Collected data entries

[Start of Attachment]

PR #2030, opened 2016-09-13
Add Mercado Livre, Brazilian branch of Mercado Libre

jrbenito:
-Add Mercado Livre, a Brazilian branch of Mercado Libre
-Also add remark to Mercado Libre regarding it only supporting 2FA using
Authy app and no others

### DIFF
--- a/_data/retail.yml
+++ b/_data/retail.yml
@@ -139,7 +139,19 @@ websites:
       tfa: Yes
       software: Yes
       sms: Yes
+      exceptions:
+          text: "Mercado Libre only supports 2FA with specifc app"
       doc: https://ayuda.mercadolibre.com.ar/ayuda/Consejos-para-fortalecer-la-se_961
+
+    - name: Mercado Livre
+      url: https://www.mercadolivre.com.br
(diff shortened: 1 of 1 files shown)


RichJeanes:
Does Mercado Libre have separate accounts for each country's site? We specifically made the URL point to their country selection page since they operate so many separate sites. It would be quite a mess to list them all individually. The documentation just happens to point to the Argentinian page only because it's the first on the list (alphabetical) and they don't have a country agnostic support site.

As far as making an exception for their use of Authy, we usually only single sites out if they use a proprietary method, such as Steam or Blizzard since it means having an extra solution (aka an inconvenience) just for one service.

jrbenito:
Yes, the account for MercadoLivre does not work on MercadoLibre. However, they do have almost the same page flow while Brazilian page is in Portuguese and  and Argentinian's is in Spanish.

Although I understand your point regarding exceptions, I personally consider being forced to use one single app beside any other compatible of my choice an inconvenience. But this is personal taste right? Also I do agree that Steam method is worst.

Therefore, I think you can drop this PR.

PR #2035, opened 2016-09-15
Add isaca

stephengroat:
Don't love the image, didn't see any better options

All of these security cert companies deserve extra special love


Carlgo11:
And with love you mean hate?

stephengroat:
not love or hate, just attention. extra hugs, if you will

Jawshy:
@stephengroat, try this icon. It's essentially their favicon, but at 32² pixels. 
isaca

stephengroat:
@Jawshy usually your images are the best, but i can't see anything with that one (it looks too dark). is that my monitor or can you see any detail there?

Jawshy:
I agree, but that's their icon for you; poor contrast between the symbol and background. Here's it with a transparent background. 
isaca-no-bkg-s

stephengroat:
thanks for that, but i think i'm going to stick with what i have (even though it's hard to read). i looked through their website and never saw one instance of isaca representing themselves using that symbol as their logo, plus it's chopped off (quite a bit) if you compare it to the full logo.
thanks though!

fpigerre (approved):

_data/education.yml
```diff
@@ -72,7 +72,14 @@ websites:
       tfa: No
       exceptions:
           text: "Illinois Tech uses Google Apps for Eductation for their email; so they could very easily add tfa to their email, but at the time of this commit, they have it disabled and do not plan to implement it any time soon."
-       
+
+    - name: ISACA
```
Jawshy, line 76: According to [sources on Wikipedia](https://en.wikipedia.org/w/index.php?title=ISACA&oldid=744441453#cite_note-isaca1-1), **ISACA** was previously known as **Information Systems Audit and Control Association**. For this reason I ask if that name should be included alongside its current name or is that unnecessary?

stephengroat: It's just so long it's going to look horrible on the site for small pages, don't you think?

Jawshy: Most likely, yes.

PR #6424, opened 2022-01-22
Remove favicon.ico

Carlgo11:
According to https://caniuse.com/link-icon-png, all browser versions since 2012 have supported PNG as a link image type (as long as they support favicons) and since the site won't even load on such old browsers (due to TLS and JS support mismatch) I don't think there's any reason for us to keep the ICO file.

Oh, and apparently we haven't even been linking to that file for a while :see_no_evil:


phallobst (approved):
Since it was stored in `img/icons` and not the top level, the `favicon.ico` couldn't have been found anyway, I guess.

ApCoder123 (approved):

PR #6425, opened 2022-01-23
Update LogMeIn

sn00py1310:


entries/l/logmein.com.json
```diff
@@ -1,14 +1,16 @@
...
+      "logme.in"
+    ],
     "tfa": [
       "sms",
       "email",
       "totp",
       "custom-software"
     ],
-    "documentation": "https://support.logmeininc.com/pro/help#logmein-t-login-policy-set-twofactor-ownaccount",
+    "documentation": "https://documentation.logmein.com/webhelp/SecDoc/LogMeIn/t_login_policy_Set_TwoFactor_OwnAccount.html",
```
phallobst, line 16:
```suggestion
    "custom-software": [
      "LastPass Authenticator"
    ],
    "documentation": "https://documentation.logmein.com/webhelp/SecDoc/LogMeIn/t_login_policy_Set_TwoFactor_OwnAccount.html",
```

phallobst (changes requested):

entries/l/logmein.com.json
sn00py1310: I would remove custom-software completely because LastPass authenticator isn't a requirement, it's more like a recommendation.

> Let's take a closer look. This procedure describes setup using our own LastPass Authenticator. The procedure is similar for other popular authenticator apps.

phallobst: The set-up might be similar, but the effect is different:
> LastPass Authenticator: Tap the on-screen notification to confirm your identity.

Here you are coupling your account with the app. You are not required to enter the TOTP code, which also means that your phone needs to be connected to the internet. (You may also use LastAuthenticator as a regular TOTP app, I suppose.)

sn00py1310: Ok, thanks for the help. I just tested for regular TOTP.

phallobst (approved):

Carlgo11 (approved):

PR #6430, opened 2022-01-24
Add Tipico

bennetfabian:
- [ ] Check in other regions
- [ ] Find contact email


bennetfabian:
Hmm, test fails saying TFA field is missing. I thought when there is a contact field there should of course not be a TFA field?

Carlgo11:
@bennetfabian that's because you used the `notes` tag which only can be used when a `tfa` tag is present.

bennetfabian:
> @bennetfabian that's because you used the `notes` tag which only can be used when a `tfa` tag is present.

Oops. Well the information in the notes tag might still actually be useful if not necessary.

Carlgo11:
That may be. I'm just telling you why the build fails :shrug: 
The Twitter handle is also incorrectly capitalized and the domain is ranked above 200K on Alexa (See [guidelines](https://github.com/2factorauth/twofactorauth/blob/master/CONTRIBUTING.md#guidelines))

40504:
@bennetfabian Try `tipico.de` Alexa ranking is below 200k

[End of Attachment]

Each line above is to be repeated exactly.

PR #2030, opened 2016-09-13
Add Mercado Livre, Brazilian branch of Mercado Libre

jrbenito:
-Add Mercado Livre, a Brazilian branch of Mercado Libre
-Also add remark to Mercado Libre regarding it only supporting 2FA using
Authy app and no others

### DIFF
--- a/_data/retail.yml
+++ b/_data/retail.yml
@@ -139,7 +139,19 @@ websites:
       tfa: Yes
       software: Yes
       sms: Yes
+      exceptions:
+          text: "Mercado Libre only supports 2FA with specifc app"
       doc: https://ayuda.mercadolibre.com.ar/ayuda/Consejos-para-fortalecer-la-se_961
+
+    - name: Mercado Livre
+      url: https://www.mercadolivre.com.br
(diff shortened: 1 of 1 files shown)


RichJeanes:
Does Mercado Libre have separate accounts for each country's site? We specifically made the URL point to their country selection page since they operate so many separate sites. It would be quite a mess to list them all individually. The documentation just happens to point to the Argentinian page only because it's the first on the list (alphabetical) and they don't have a country agnostic support site.

As far as making an exception for their use of Authy, we usually only single sites out if they use a proprietary method, such as Steam or Blizzard since it means having an extra solution (aka an inconvenience) just for one service.

jrbenito:
Yes, the account for MercadoLivre does not work on MercadoLibre. However, they do have almost the same page flow while Brazilian page is in Portuguese and  and Argentinian's is in Spanish.

Although I understand your point regarding exceptions, I personally consider being forced to use one single app beside any other compatible of my choice an inconvenience. But this is personal taste right? Also I do agree that Steam method is worst.

Therefore, I think you can drop this PR.

PR #2035, opened 2016-09-15
Add isaca

stephengroat:
Don't love the image, didn't see any better options

All of these security cert companies deserve extra special love


Carlgo11:
And with love you mean hate?

stephengroat:
not love or hate, just attention. extra hugs, if you will

Jawshy:
@stephengroat, try this icon. It's essentially their favicon, but at 32² pixels. 
isaca

stephengroat:
@Jawshy usually your images are the best, but i can't see anything with that one (it looks too dark). is that my monitor or can you see any detail there?

Jawshy:
I agree, but that's their icon for you; poor contrast between the symbol and background. Here's it with a transparent background. 
isaca-no-bkg-s

stephengroat:
thanks for that, but i think i'm going to stick with what i have (even though it's hard to read). i looked through their website and never saw one instance of isaca representing themselves using that symbol as their logo, plus it's chopped off (quite a bit) if you compare it to the full logo.
thanks though!

fpigerre (approved):

_data/education.yml
```diff
@@ -72,7 +72,14 @@ websites:
       tfa: No
       exceptions:
           text: "Illinois Tech uses Google Apps for Eductation for their email; so they could very easily add tfa to their email, but at the time of this commit, they have it disabled and do not plan to implement it any time soon."
-       
+
+    - name: ISACA
```
Jawshy, line 76: According to [sources on Wikipedia](https://en.wikipedia.org/w/index.php?title=ISACA&oldid=744441453#cite_note-isaca1-1), **ISACA** was previously known as **Information Systems Audit and Control Association**. For this reason I ask if that name should be included alongside its current name or is that unnecessary?

stephengroat: It's just so long it's going to look horrible on the site for small pages, don't you think?

Jawshy: Most likely, yes.

PR #6424, opened 2022-01-22
Remove favicon.ico

Carlgo11:
According to https://caniuse.com/link-icon-png, all browser versions since 2012 have supported PNG as a link image type (as long as they support favicons) and since the site won't even load on such old browsers (due to TLS and JS support mismatch) I don't think there's any reason for us to keep the ICO file.

Oh, and apparently we haven't even been linking to that file for a while :see_no_evil:


phallobst (approved):
Since it was stored in `img/icons` and not the top level, the `favicon.ico` couldn't have been found anyway, I guess.

ApCoder123 (approved):

PR #6425, opened 2022-01-23
Update LogMeIn

sn00py1310:


entries/l/logmein.com.json
```diff
@@ -1,14 +1,16 @@
...
+      "logme.in"
+    ],
     "tfa": [
       "sms",
       "email",
       "totp",
       "custom-software"
     ],
-    "documentation": "https://support.logmeininc.com/pro/help#logmein-t-login-policy-set-twofactor-ownaccount",
+    "documentation": "https://documentation.logmein.com/webhelp/SecDoc/LogMeIn/t_login_policy_Set_TwoFactor_OwnAccount.html",
```
phallobst, line 16:
```suggestion
    "custom-software": [
      "LastPass Authenticator"
    ],
    "documentation": "https://documentation.logmein.com/webhelp/SecDoc/LogMeIn/t_login_policy_Set_TwoFactor_OwnAccount.html",
```

phallobst (changes requested):

entries/l/logmein.com.json
sn00py1310: I would remove custom-software completely because LastPass authenticator isn't a requirement, it's more like a recommendation.

> Let's take a closer look. This procedure describes setup using our own LastPass Authenticator. The procedure is similar for other popular authenticator apps.

phallobst: The set-up might be similar, but the effect is different:
> LastPass Authenticator: Tap the on-screen notification to confirm your identity.

Here you are coupling your account with the app. You are not required to enter the TOTP code, which also means that your phone needs to be connected to the internet. (You may also use LastAuthenticator as a regular TOTP app, I suppose.)

sn00py1310: Ok, thanks for the help. I just tested for regular TOTP.

phallobst (approved):

Carlgo11 (approved):

PR #6430, opened 2022-01-24
Add Tipico

bennetfabian:
- [ ] Check in other regions
- [ ] Find contact email


bennetfabian:
Hmm, test fails saying TFA field is missing. I thought when there is a contact field there should of course not be a TFA field?

Carlgo11:
@bennetfabian that's because you used the `notes` tag which only can be used when a `tfa` tag is present.

bennetfabian:
> @bennetfabian that's because you used the `notes` tag which only can be used when a `tfa` tag is present.

Oops. Well the information in the notes tag might still actually be useful if not necessary.

Carlgo11:
That may be. I'm just telling you why the build fails :shrug: 
The Twitter handle is also incorrectly capitalized and the domain is ranked above 200K on Alexa (See [guidelines](https://github.com/2factorauth/twofactorauth/blob/master/CONTRIBUTING.md#guidelines))

40504:
@bennetfabian Try `tipico.de` Alexa ranking is below 200k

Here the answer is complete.